Issue #880, opened 2024-05-15
`PickDeep` strips `null`


relsunkaev:
If you have following types
```ts
type Owner = {
  name: string;
  age: number;
};
type Pet = {
  name: string;
  age: number;
  owner: Owner | null;
};
```
the resulting type of `PickDeep<Pet, "name" | "owner.name">` is
```ts
type Result = {
    name: string;
    // `owner` is no longer nullable
    owner: {
        name: string;
    };
}
```

Emiyaaaaa:
Thanks report, but I don't think this is a bug

Let's look some cases:

## case 1
```ts
type Pet = {
 owner: { name: 'name1' }
      | { name: 'name2' ; foo: '' };
};
type Result = PickDeep<Pet, 'owner.name'>;
```
`PickDeep` should pick every union type, so result should indeed be
```ts
type Result = {
 owner: { name: 'name1' } | { name: 'name2' }
}
```

## case 2
```ts
type Pet = {
 owner: { name: 'name1' }
      | { foo: '' };
};
type Result = PickDeep<Pet, 'owner.name'>;
```
`PickDeep` can not find key "name" in `{ foo: '' }`, so result is
```ts
type Result = {
 owner: { name: 'name1' }
}
```

## case 3
```ts
type Pet = {
 owner: { name: 'name1' }
      | null;
};
type Result = PickDeep<Pet, 'owner.name'>;
```
so according to case 2, result should be
```ts
type Result = {
 owner: { name: 'name1' }
}
```

sindresorhus:
What would "case 2" become if so?

Emiyaaaaa:
> What would "case 2" become if so?

that will be 
```ts
type Result = {
 owner: { name: 'name1' } | { foo: "" }
}
```

It's look like confused, I am beginning to waver on whether need do this for "type safety"

Issue #1223, opened 2025-09-07
PickDeep merge picked arrays instead of picked array items


Wendystraite:
### Bug description

This can either be considered a bug or an improvement to `PickDeep` :

Instead of merging `(A & B)[]` it is merging `A[] & B[]` : this behavior causes typings errors in resulting code.

[...]

PR #1241, opened 2025-09-24
`pick-deep`: Fix the case when the key or element is an union type (#1224)

### LINKED ISSUE #1224: PickDeep does not pick types unioned to object or arrays
### Bug description

`PickDeep` does not pick types unioned to object or arrays.

The bug in code ([playground](https://www.typescriptlang.org/play/#code/JYWwDg9gTgLgBDAnmApnA3nACsAxgawBEUUw4BfOAMyghDgHIlUBaKlAZxgYG4BYAFCDmaQgEMYYuAF4MguArgQARgCsAXHC5RgAOwDmcAD4Y4Yzdr36ecZZt0BXEMpRQbuTcogQANijG6FMZwjj4+wQ66ACYoVHooUfwCimZQUJqY5lowOgY2diFOLm5wHrbefgEK5ADaALoR0bHxiYLkSYIA9ABUgmK4MA5i4erCyGgAYt4A8moycsmKKhoLKSkFjs6uSSmUAGSrawplXr7+ujuK7W2CgigAHqgDCXCjAiJwUxCzqvPo8ks1BYclZgv9FkcNkVtgCjicKudLtVgqFwiZIjE4roEklyIJup0xqhPjM5rIcARiKQADziSQAGjgAANlgA6AAk6AYygYwQYuAY5CZAD4OgIen0BkMRkTJt4AIJpP6w1LpQ6Q+zQtwq2oNA7go7HTwIgJIij1XG3AQPJ4wF5vD5fRVQZUQ1UZFXrTVbbVulLws6mnX1RqYlqWgQE2UkiDO+YUogkMC0iRiRlMsRpDnoTbFcjZ7m8kz8wUipJAA)) : 

```ts
// actual   : type FooObj = { obj: { b: number } & { c: boolean } }
// expected : type FooObj = { obj: string | { b: number; c: boolean } | null | undefined }
type FooObj = PickDeep<
  { obj: string | { a: string; b: number; c: boolean } | null | undefined },
  `obj.${'b' | 'c'}`
>;
```

.. and you can't pick these values by `PickDeep<..., 'obj' | 'obj.b'>` or your resulting type contain the full object defeating the purpose of the type.

### Repro

https://www.typescriptlang.org/play/#code/JYWwDg9gTgLgBDAnmApnA3nACsAxgawBEUUw4BfOAMyghDgHIlUBaKlAZxgYG4BYAFCDmaQgEMYYuAF4MguArgQARgCsAXHC5RgAOwDmcAD4Y4Yzdr36ecZZt0BXEMpRQbuTcogQANijG6FMZwjj4+wQ66ACYoVHooUfwCimZQUJqY5lowOgY2diFOLm5wHrbefgEK5ADaALoR0bHxiYLkSYIA9ABUgmK4MA5i4erCyGgAYt4A8moycsmKKhoLKSkFjs6uSSmUAGSrawplXr7+ujuK7W2CgigAHqgDCXCjAiJwUxCzqvPo8ks1BYclZgv9FkcNkVtgCjicKudLtVgqFwiZIjE4roEklyIJup0xqhPjM5rIcARiKQADziSQAGjgAANlgA6AAk6AYygYwQYuAY5CZAD4OgIen0BkMRkTJt4AIJpP6w1LpQ6Q+zQtwq2oNA7go7HTwIgJIij1XG3AQPJ4wF5vD5fRVQZUQ1UZFXrTVbbVulLws6mnX1RqYlqWgQE2UkiDO+YUogkMC0iRiRlMsRpDnoTbFcjZ7m8kz8wUipJAA

taiyakihitotsu:
This PR fixes #1224.  
(I’m opening this because I previously sent a message about the issue, but it seems that no one has started working on it.)

## Current Status
https://github.com/sindresorhus/type-fest/pull/1241#issuecomment-3389196769 -> https://github.com/sindresorhus/type-fest/pull/1241#issuecomment-3756828299 -> https://github.com/sindresorhus/type-fest/pull/1241#issuecomment-3764800851

## Approach

The issue can be broken down into two separate bugs:

 - `PickDeep` fails to pick values when the object’s properties are of a union type. (2025/09/29 ... ok)
 - `PickDeep` doesn't properly merge results when the path is a union type. ~~(2025/09/29 ... it has a [bug](https://github.com/sindresorhus/type-fest/pull/1241#issuecomment-3341992076))~~ (2025/10/01 ... [ok](https://github.com/sindresorhus/type-fest/pull/1241#issuecomment-3355791883))

The first was fixed by applying distribution over the union type in the object.

~~For the second issue, the fix involves evaluating each path in the union individually, obtaining the result as a union of objects, and then merging them using `MergeNarrow`.~~ (2025/10/01 ... [See](https://github.com/sindresorhus/type-fest/pull/1241#issuecomment-3355791883))

## related issue

#1224, #1223, #880 ([See](https://github.com/sindresorhus/type-fest/pull/1241#issuecomment-3756828299))

~~I'm not sure whether the expected value shown in #1223 is truly correct according to the `PickDeep` specification, so I’ve decided to leave that issue for now.~~ (2026/01/16 ... [See](https://github.com/sindresorhus/type-fest/pull/1241#issuecomment-3756828299))

~~(In the current commit, the result for that case would be `{arr: []}`. I think this is caused by `MergeNarrow`.)~~ (2025/10/01 ... [See](https://github.com/sindresorhus/type-fest/pull/1241#issuecomment-3355791883))

~~If I should include a fix for #1223 in this PR as well, please let me know.~~ (2026/01/16 ... [See](https://github.com/sindresorhus/type-fest/pull/1241#issuecomment-3756828299))

## note
I rewrote the tests to be more strict, using the following pattern:

```typescript
expectType<true>({} as IsEqual<Actual, Expected>)
```

This is because some previous tests using `expectType<T>(value)` were passing unintentionally.


som-sm:
@taiyakihitotsu Thanks for the PR! I’m a bit occupied with festivities, I’ll try to review it sometime next week.

taiyakihitotsu:
I've added a fix commit for #1223.

@sindresorhus
Thanks!

@som-sm
Understood, I’ll wait. Enjoy!

taiyakihitotsu:
I found a bug in this case and will fix it as well.

```typescript
type unionKeyUnionObject_Actual = PickDeep<{obj: {a: string; b: number; c: boolean} | {d: 0}}, `obj.${'b' | 'c' | 'd'}`>; // {obj: {b: number; d: 0; c: boolean}}
```

taiyakihitotsu:
And `LastOfUnion` is also defined in

https://github.com/sindresorhus/type-fest/blob/ee29ef7b9d6280126562baae95795d4ed97ff3c8/source/union-to-tuple.d.ts#L13

I'll move it to internal if ok to combine them into one PR.

taiyakihitotsu:
I’ve got an idea for the fix, but not sure when I can get back to it, so I leave this as a draft for now.
Maybe I’ll pick it up again in a week or so.

taiyakihitotsu:
@som-sm

I fixed the issues (#1224, #1223) and [a bug in the comment I posted earlier](https://github.com/sindresorhus/type-fest/pull/1241#issuecomment-3341992076).
Sorry about the size of the diff; I wrote it nearly the whole structure.

### diff
I defined a converter that transforms template literals like `a.${'b' | 'c'} | 'x'` into a tree structure like `{a: {b: ''; c: ''}; x: ''}`.
This makes it easier to get a union type using `keyof` at the same path level, which helps preserve the shape when merging.

(When the implementation of Path relies on Union type distribution, the original structure can be lost. For example, in an extreme case like `{a: 0, b: 0} | {a: 1, b: 1}`, if they are not merged at the same point in time, it may end up being split into `{a: 0} | {a: 1} | {b: 0} | {b: 1}`.)

I've also defined some internal helper functions for certain getter functions, which ignore the distinction between `string` and `number` types for numeric keys.
(Since the path does not differentiate between the two, there's no meaningful reason for the source object to do so either.)

### ~~`IsNever` bug~~
**Outdated. see [this](https://github.com/sindresorhus/type-fest/pull/1241#issuecomment-3356824883)**
(Check the edit history if you want to see)

### move to internal
It seems reasonable to mark some of the functions as internal.
(Example: `IsKeyOf`, `LastOfUnion`, `_IsEqual` (rename to -> `InternalIsEqual` if `IsNever` uses it for a fix) 
Would it be acceptable to include that change in this PR as well?

som-sm:
> The current `IsNever` implementation has a bug:

Is there a simpler reproduction of where `IsNever` fails?

taiyakihitotsu:
**This comment is outdated, see [this new comment](https://github.com/sindresorhus/type-fest/pull/1241#issuecomment-3356824883)**

---

@som-sm

It may only fail when using recursion with `LastOfUnion<T>` and `IsNever`. This is the same issue we’re currently facing with `IsEqual`.

## **[Current `IsEqual`](https://github.com/sindresorhus/type-fest/commit/785549f36465e3f3d99a08832784b603261f74f2)**
### Fixed
 - This fixed the [three cases we discussed](https://github.com/sindresorhus/type-fest/pull/1231#issuecomment-3313480326)
 - `never` and `unknown` pattern fixed. https://github.com/sindresorhus/type-fest/pull/1251
### Failed
 - `never` returned `LastOfUnion`.

## Internal `_IsEqual`
```typescript
type _IsEqual<A, B> =
		? true
		: false;
 ```   
This has bugs above the `fixed` part.
But it can detect well of `never` of `LastOfUnion` if defining like:

```typescript
export type CurrentIsNever<T> = _IsEqual<T, never>
```

### whole code
I'm researching it in `source/is-equal.d.ts`.

```typescript
export type IsEqual<A, B> =
	[A, B] extends [infer AA, infer BB]
		? [AA] extends [never]
			? [BB] extends [never]
				? true
				: false
			: [BB] extends [never]
				? false
				: _IsEqual<AA, BB>
		: false;

import type {UnionToIntersection} from './union-to-intersection.d.ts'
type LastOfUnion<T> = UnionToIntersection<T extends any ? () => T : never> extends () => (infer R)	? R : never;

export type PreviousIsNever<T> = [T] extends [never] ? true : false;
export type IsNever<T> = IsEqual<T, never>
export type CurrentIsNever<T> = _IsEqual<T, never>

type PreviousUnionRecursion<T, R = {}> = LastOfUnion<T> extends infer L ? PreviousIsNever<L> extends false ? PreviousUnionRecursion<Exclude<T, L>, R | L> : R : never;
type UnionRecursion<T, R = {}> = LastOfUnion<T> extends infer L ? IsNever<L> extends false ? UnionRecursion<Exclude<T, L>, R | L> : R : never;
type CurrentUnionRecursion<T, R = {}> = LastOfUnion<T> extends infer L ? CurrentIsNever<L> extends false ? CurrentUnionRecursion<Exclude<T, L>, R | L> : R : never;

// @ts-expect-error
type PrevTest = PreviousUnionRecursion<string | number>;
// Type instantiation is excessively deep and possibly infinite.

// @ts-expect-error
type FixedTest = UnionRecursion<string | number>; 
// Type instantiation is excessively deep and possibly infinite.

type CurrentFixedTest = CurrentUnionRecursion<string | number>; // string | number | {}

// This version fails the `equalWrappedTupleIntersectionToBeNeverAndNeverExpanded` test in `test-d/is-equal.ts`.
type _IsEqual<A, B> =
		? true
		: false;
```

I have two plans.

One is to redefine `IsNever` as shown above in `CurrentIsNever`, and at the same time make `_IsEqual` internal and rename like `InternalIsEqual`. This solution has already been discovered, is simple to implement, and maintains consistency in terms of `never` checking. However, it sacrifices some theoretical rigor. 
(Users may select `IsEqual<L, never>` instead of `IsNever<L>` when using `LastOfUnion<T> extends infer L`, then it fails.)

The other plan is to fix `IsEqual` and then redefine `IsNever` using the revised `IsEqual`. So far, this approach has not been successful.

Either way, I feel it's better to make the PR separate.

taiyakihitotsu:
~~Ah, maybe this isn't IsEqual's job — it might be LastOfUnion's responsibility.~~

```typescript
type LastOfUnion<T> =
  UnionToIntersection<
    T extends infer A
      ? () => A
      : never> extends () => (infer R)
    ? R extends T ? R : never
    : never;
```

~~This fixes all above cases.
I will research a lot.~~

This works well only in the test cases above, but it cannot replace the existing code.

taiyakihitotsu:
@som-sm

```typescript
type LastOfUnion<T> =
  UnionToIntersection<
    T extends infer A
      ? () => A
      : never> extends () => (infer R)
    ? R
    : never;

type a = LastOfUnion<never>; // unknown
```

OK I see that this returns `unknown`, and `_IsEqual<never, unknown>` returns `true` unintentionally.
So `LastOfUnion<U> extends infer L` and `L extends Something` works as expected, `IsNever` using `_IsEqual` works fine.
But the current `IsEqual` returns `false` for `L` even if it's expected to be `never` (`L` is `unknown` in this case though).

The current (at [590efae8223ed1ac61855840dff114360b7c6807](https://github.com/sindresorhus/type-fest/commit/590efae8223ed1ac61855840dff114360b7c6807)) definition of `IsEqual` and `IsNever` aren't incorrect.
It's not a bug in `IsNever`.

```typescript
type test = LastOfUnion<Exclude<string, string>> extends infer U ? PreviousIsNever<U> : 'false';
// ^ false

export type PreviousIsNever<T> = [T] extends [never] ? true : false;
```

Apologies for my misunderstanding.

In any case, `LastOfUnion` is already used in [source/union-to-tuple.d.ts](https://github.com/sindresorhus/type-fest/blob/590efae8223ed1ac61855840dff114360b7c6807/source/union-to-tuple.d.ts#L13), and this commit defines it redundantly.
So I want to fix and move it to internal.

Should I include it in this PR? Or not?

sindresorhus:
> Should I include it in this PR? Or not?

In this PR, yes.

taiyakihitotsu:
@sindresorhus @som-sm

Thanks for your response!
I've added a commit moving `LastOfUnion` to `source/internal/type.d.ts`.

I wrote a comment and provided two examples of how to use it for recursion.

And I made a small change to `UnionToTuple`, hiding the second argument.

## The latest status of this PR

 - This PR fixes both: #1223, #1224.
 - `LastOfUnion` now returns `never` if `never` passed (it previously returned `unknown`).
 - `LastOfUnion` moved to `source/internal/type.d.ts`.
 - No bugs have been found in `IsNever` and `IsEqual`.
 - Refactored `UnionToTuple`.
 - Added a test case for `UnionToTuple<never>` (`[]`).

taiyakihitotsu:
@som-sm

Sorry for leaving this hanging.

 - Merged the latest main branch.
 - Switched to the internal `StringToNumber`.

The functionality hasn’t changed since https://github.com/sindresorhus/type-fest/pull/1241#issuecomment-3389196769.

---

I just wanted to share the update.
Feel free to take a look whenever you have a moment.

taiyakihitotsu:
I think this issue (https://github.com/sindresorhus/type-fest/issues/880) is related as well.

https://github.com/sindresorhus/type-fest/pull/1241/files#diff-3104c46023d65f634fe4bbb58d8a42358c369d3967ca7f29c62eea3c94388910R168

```typescript
type unionElement1_Actual = PickDeep<{obj: string | {a: string; b: number; c: {d: 'result'}} | null | undefined}, 'obj.b'>;
type unionElement1_Expected = {obj: string | null | undefined | {b: number}};
expectType<true>({} as IsEqual<unionElement1_Actual, unionElement1_Expected>);
```

test-d/pick-deep.ts
```diff
@@ -59,70 +60,150 @@ interface DeepInterface extends DeepType {
...
+type unionKeyObjectArrayArray_Expected = {arr: Array<Array<{b: number; c: boolean}>>};
+expectType<true>({} as IsEqual<unionKeyObjectArrayArray_Actual, unionKeyObjectArrayArray_Expected>);
+
+type unionSameKeysObject_Actual = PickDeep<{a: string | {b: 1 | true; c: 2; d: {g: {f: 9; h: 10}}} | {b: '1'; c: '2'}; x: 10 | 11; y: [[0, 1], 2, 3]}, `a.${'b' | 'c'}` | 'x'>;
+type unionSameKeysObject_Expected = {x: 10 | 11; a: string | {b: 1 | true; c: 2} | {b: '1'; c: '2'}};
+expectType<true>({} as IsEqual<unionSameKeysObject_Actual, unionSameKeysObject_Expected>);
+
+type unionTupleTuple_Actual = PickDeep<[0, string | [1, [2]]], '1.1'>;
+type unionTupleTuple_Expected = [unknown, string | [unknown, [2]]];
+expectType<true>({} as IsEqual<unionTupleTuple_Actual, unionTupleTuple_Expected>);
```
sindresorhus, line 214: Some more tests:


```suggestion
expectType<true>({} as IsEqual<unionTupleTuple_Actual, unionTupleTuple_Expected>);

// Test: readonly array should preserve readonly modifier when picking into elements
type ReadonlyArrayContainer = {
	items: ReadonlyArray<{a: 1; b: 2}>;
};
type readonlyArrayPick_Actual = PickDeep<ReadonlyArrayContainer, `items.${number}.a`>;
type readonlyArrayPick_Expected = {items: ReadonlyArray<{a: 1}>};
expectType<true>({} as IsEqual<readonlyArrayPick_Actual, readonlyArrayPick_Expected>);

// Test: mutable array should stay mutable
type MutableArrayContainer = {
	items: Array<{a: 1; b: 2}>;
};
type mutableArrayPick_Actual = PickDeep<MutableArrayContainer, `items.${number}.a`>;
type mutableArrayPick_Expected = {items: Array<{a: 1}>};
expectType<true>({} as IsEqual<mutableArrayPick_Actual, mutableArrayPick_Expected>);
```

source/pick-deep.d.ts
```diff
@@ -1,10 +1,159 @@
...
+	Key extends keyof T
+		? T[Key]
+		: Key extends string | number
+			? StringToNumber<`${Key}`> extends infer Number_ extends number
+				? IsNever<Number_> extends false
+					? `${Key}` extends `${keyof T extends (string | number) ? keyof T : never}`
+						? T[(`${Key}` extends infer K extends keyof T ? K : never)] | T[(Number_ extends infer K extends keyof T ? K : never)]
+						/* `${number}` case */
+						: `${Key}` extends `${infer N extends number}`
+							? [IsEqual<N, number>, T] extends [true, Array<infer ArrayType>]
```
sindresorhus:
```suggestion
							? [IsEqual<N, number>, T] extends [true, ReadonlyArray <infer ArrayType>]
```

source/pick-deep.d.ts
```diff
@@ -1,10 +1,159 @@
...
+
+/* `BuildObject` supporting `${number}`. */
+type Build<K extends PropertyKey, L, M extends object | UnknownArray> =
+	`${K extends string ? K : never}` extends `${infer N extends number}`
+		? IsEqual<N, number> extends true
+			? L[]
+			: M extends UnknownArray
+				? [...TupleOf<N>, L]
+				: BuildObject<K, L, M>
+		: BuildObject<K, L, M>;
```
sindresorhus, line 167: Needs to preserve readonly modifier. Maybe:


```suggestion
type Build<K extends PropertyKey, L, M extends object | UnknownArray> =
	`${K extends string ? K : never}` extends `${infer N extends number}`
		? IsEqual<N, number> extends true
			/* Preserve readonly for arrays */
			? M extends unknown[]
				? L[]
				: M extends readonly unknown[]
					? readonly L[]
					: never
			: M extends unknown[]
				? [...TupleOf<N>, L]
				: M extends readonly unknown[]
					? readonly [...TupleOf<N>, L]
					: BuildObject<K, L, M>
		: BuildObject<K, L, M>;
```

source/pick-deep.d.ts
```diff
@@ -1,10 +1,159 @@
...
+
+/* Just rename */
+type As<Source, T> = Extract<Source, T>;
```
sindresorhus: Not useful. Just use `Extract` directly.

source/pick-deep.d.ts
```diff
@@ -77,76 +226,109 @@ type Street = PickDeep<Configuration, 'userConfig.address.1.street2'>;
...
-type PickDeepObject<RecordType extends object, P extends string | number> =
-	P extends `${infer RecordKeyInPath}.${infer SubPath}`
-		? ObjectValue<RecordType, RecordKeyInPath> extends infer ObjectV
-			? IsNever<ObjectV> extends false
-				? BuildObject<RecordKeyInPath, InternalPickDeep<NonNullable<ObjectV>, SubPath>, RecordType>
+type RecursionPickDeep<NextParent, NextPathTree extends PathTreeType> =
+	NextParent extends infer NextParentArray extends UnknownArray
+		/* NextParent: array */
+		? IsEqual<IsTuple<NextParentArray>, false> extends true
+			? NextParentArray extends Array<infer _>
```
sindresorhus:
```suggestion
			? NextParentArray extends readonly unknown[]
```

source/pick-deep.d.ts
```diff
@@ -77,76 +226,109 @@ type Street = PickDeep<Configuration, 'userConfig.address.1.street2'>;
...
+					? IsEqual<`${number}`, `${CoerceKeyof<NextPathTree>}`> extends true
+						/* `leadingSpreadArray2_Actual` in `test-d/pick-deep.ts` */
+						? NextParent
+						/* `tailingSpreadArray1_Actual` in `test-d/pick-deep.ts` */
+						: [...TupleOf<StringToNumber<`${CoerceKeyof<NextPathTree>}`>>, PickOrSelf<NextParent, CoerceKeyof<NextPathTree>>]
+					/* Not end */
+					: InternalPickDeep<PickOrSelf<NextParent, CoerceKeyof<NextPathTree>>, As<ForceGet<NextPathTree, CoerceKeyof<NextPathTree>>, PathTreeType>> extends infer Result
+						? IsEqual<`${number}`, `${CoerceKeyof<NextPathTree>}`> extends true
+							/* `leadingSpreadArray1_Actual` in `test-d/pick-deep.ts` */
+							? Result[]
```
sindresorhus:
```suggestion
							? NextParentArray extends unknown[]
								? Result[]
								: readonly Result[]
```

source/pick-deep.d.ts
```diff
@@ -77,76 +226,109 @@ type Street = PickDeep<Configuration, 'userConfig.address.1.street2'>;
...
+			? L extends number | string
+				? IsEqual<true, IsKeyOf<Parent, L>> extends true
+					/* Detect an end of path. */
+					? IsEqual<LeafMarker, PathTree[L]> extends true
+						? PickOrSelf<Parent, L> extends infer PickResult
+							? PickResult extends UnknownArray
+								? _PickDeep<Parent, PathTree, Exclude<K, L>, U | Simplify<[...TupleOf<StringToNumber<`${L}`>>, PickResult]>>
+								: _PickDeep<Parent, PathTree, Exclude<K, L>, U | Simplify<PickResult>>
+							: never
+						: _PickDeep<Parent, PathTree, Exclude<K, L>, U | Simplify<Build<L, RecursionPickDeep<ForceGet<Parent, L>, As<ForceGet<PathTree, L>, PathTreeType>>, As<Parent, object>>>>
```
sindresorhus:
```suggestion
						/* Not a leaf - recurse deeper */
						: ForceGet<PathTree, L> extends infer SubTree
							? _PickDeep<Parent, PathTree, Exclude<K, L>, U | Simplify<Build<L, RecursionPickDeep<ForceGet<Parent, L>, Extract<SubTree, PathTreeType>>, Extract<Parent, object>>>>
							: never
```

sindresorhus (changes requested):

taiyakihitotsu:
@sindresorhus

Thanks for your review!
I apologize for missing some cases regarding `readonly` properties and leaving trivial mistakes in the code.
I’ve addressed all of your suggestions.

---

### my note

This test case which you suggested had not been passed at first (I pasted it).

```typescript
// Test: readonly array should preserve readonly modifier when picking into elements
type ReadonlyArrayContainer = {
	items: ReadonlyArray<{a: 1; b: 2}>;
};
type readonlyArrayPick_Actual = PickDeep<ReadonlyArrayContainer, `items.${number}.a`>;
type readonlyArrayPick_Expected = {items: ReadonlyArray<{a: 1}>};
expectType<true>({} as IsEqual<readonlyArrayPick_Actual, readonlyArrayPick_Expected>);
```

This review's code (https://github.com/sindresorhus/type-fest/pull/1241#discussion_r2695598791) fixed this tests (https://github.com/sindresorhus/type-fest/pull/1241#discussion_r2695593864):

---

This PR closes #1224 (and #1223 tested in https://github.com/sindresorhus/type-fest/pull/1241/files#diff-3104c46023d65f634fe4bbb58d8a42358c369d3967ca7f29c62eea3c94388910R195).
It may also potentially close #880, but there is an ongoing discussion that has been suspended (https://github.com/sindresorhus/type-fest/issues/880#issuecomment-2121625777).

To clarify this point, I’ve added a comment and a test case (in this commit https://github.com/sindresorhus/type-fest/pull/1241/commits/fdcb3df19d46e9eac8c2be74e524f01cf80e65b0) to ensure that `null` and `undefined` are preserved for this scenario, as previously discussed here: https://github.com/sindresorhus/type-fest/issues/880#issuecomment-2115864014.
At least for this use case, it seems to work without issues.

taiyakihitotsu:
I've fixed `IsKeyOf` because `IsKeyOf<Coll, never>` returned `never` incorrectly.
It causes a problem that `IsKeyOf<Coll, never>` could satisfy `extends true` unintentionally.

The other status has not been changed from https://github.com/sindresorhus/type-fest/pull/1241#issuecomment-3756828299.

taiyakihitotsu:
Drafting until https://github.com/sindresorhus/type-fest/pull/1349 is merged

taiyakihitotsu:
Close this because there are too many conflicts.
I'll open a new PR with this patch.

◆ Activity
For every line in the data above that holds "shown", return the line itself.

◆ Exercise response
~~I'm not sure whether the expected value shown in #1223 is truly correct according to the `PickDeep` specification, so I’ve decided to leave that issue for now.~~ (2026/01/16 ... [See](https://github.com/sindresorhus/type-fest/pull/1241#issuecomment-3756828299))
One is to redefine `IsNever` as shown above in `CurrentIsNever`, and at the same time make `_IsEqual` internal and rename like `InternalIsEqual`. This solution has already been discovered, is simple to implement, and maintains consistency in terms of `never` checking. However, it sacrifices some theoretical rigor. 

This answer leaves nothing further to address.